TASK STATEMENT
All of the data below should be written out exactly.

TASK MATERIAL
========================================
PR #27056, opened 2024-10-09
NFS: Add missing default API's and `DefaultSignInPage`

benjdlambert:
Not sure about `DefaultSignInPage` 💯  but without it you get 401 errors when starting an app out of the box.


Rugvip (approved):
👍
========================================
EXERCISE ANSWER
PR #27056, opened 2024-10-09
NFS: Add missing default API's and `DefaultSignInPage`

benjdlambert:
Not sure about `DefaultSignInPage` 💯  but without it you get 401 errors when starting an app out of the box.


Rugvip (approved):
👍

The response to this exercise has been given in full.